In order to prevent that, the beating up in Terazije was ordered. There was absolutely no cause for it: apart from intimidation, it was ordered in order to create and intensify tension between the two camps - the citizens and the police.
Similar is the case with the brutes in civilian clothes. Apart from the mentioned, their aim was probably to cause completely confusion: nobody in the crowd of demonstrants knows who they were and when they might attack. Briefly they were used in the same manner as para-military units in the war - to cause incidents and dirtiest of crimes. No wonder they were rumoured to be men of Zeljko Raznatovic Arkan.
And there is yet another thing: violence of police was not limited only to places where the demonstrations were. Near Slavija Square, for instance, on the day when there was no protest gathering because of the funeral of demonstrant Predrag Starcevic killed under unclarified circumstances on 24 December, two young men were brutally pulled into a police van because they blew their whistles a few times.

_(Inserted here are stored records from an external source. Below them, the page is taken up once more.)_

PR #1048, opened 2023-02-08
fix: bulk index error

violenil:
Indexing documents from docarray (eg. demo datasets) with multiple fields (different modalities) AND multiple encoders is unpredictable, resulting in variable numbers of indexed documents (eg. sometimes 26 out of total 50). This is because during dataloading, documents are assigned metadata incorrectly, such that chunks/fields are 'switched' in order. This results in the indexer not being able to correctly access fields given their position/field name.

---

- [x] Added a test

### DIFF
--- a/now/data_loading/data_loading.py
+++ b/now/data_loading/data_loading.py
@@ -70,10 +70,11 @@ def _add_tags_to_da(da: DocumentArray, user_input: UserInput):
     """Add tags to da, remove non-index chunks, and update multi modal schema."""
     if not da:
         return da
-
+    all_fields = da[0]._metadata['multi_modal_schema'].keys()
     for doc in da:
         filtered_chunks = []
-        for field in doc._metadata['multi_modal_schema'].keys():
+        filtered_chunk_names = []
+        for field in all_fields:
             field_doc = get_chunk_by_field_name(doc, field)
             if field not in user_input.index_fields:
                 if field_doc.blob or field_doc.tensor is not None:
@@ -87,14 +88,15 @@ def _add_tags_to_da(da: DocumentArray, user_input: UserInput):
                 )
             else:
                 filtered_chunks.append(field_doc)
+                filtered_chunk_names.append(field)
         doc.chunks = filtered_chunks
         # keep only the index fields in metadata
         doc._metadata['multi_modal_schema'] = {
             field: doc._metadata['multi_modal_schema'][field]
-            for field in user_input.index_fields
+            for field in filtered_chunk_names
         }
         # Update the positions accordingly to access the chunks
-        for position, field in enumerate(user_input.index_fields):
+        for position, field in enumerate(filtered_chunk_names):
             doc._metadata['multi_modal_schema'][field]['position'] = int(position)
 
     return da
--- a/now/data_loading/data_loading.py
+++ b/now/data_loading/data_loading.py
@@ -32,7 +32,7 @@ def load_data(
     if user_input.dataset_type in [DatasetTypes.DOCARRAY, DatasetTypes.DEMO]:
         print_callback('⬇  Pull DocumentArray dataset')
         da = _pull_docarray(user_input.dataset_name, user_input.admin_name)
-        da = _add_tags_to_da(da, user_input)
+        da = _update_fields_and_metadata(da, user_input)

It is very difficult to forecast further developments. Seriously disturbed, but not intimidated, the citizens have manifested a great deal of wisdom, patience and persistence, although reacions to the brutes who beat them, especially in civilian clothes are - unpredictable. Bitterness because of police violence has spread even among those who were indifferent to protests. On the other side is Milosevic who is not famous for rationality, whose pyramid of power is wavering and the foundations of which are wearing out and who is already being abandoned by some of his followers. It is certain that the regime in such circumstances will not shrink from anything, but it is also certain that hardly anything will remain as it used to be in Serbia, even the police whose pretorian loyalty to the Serbian President was unquestinable until recently.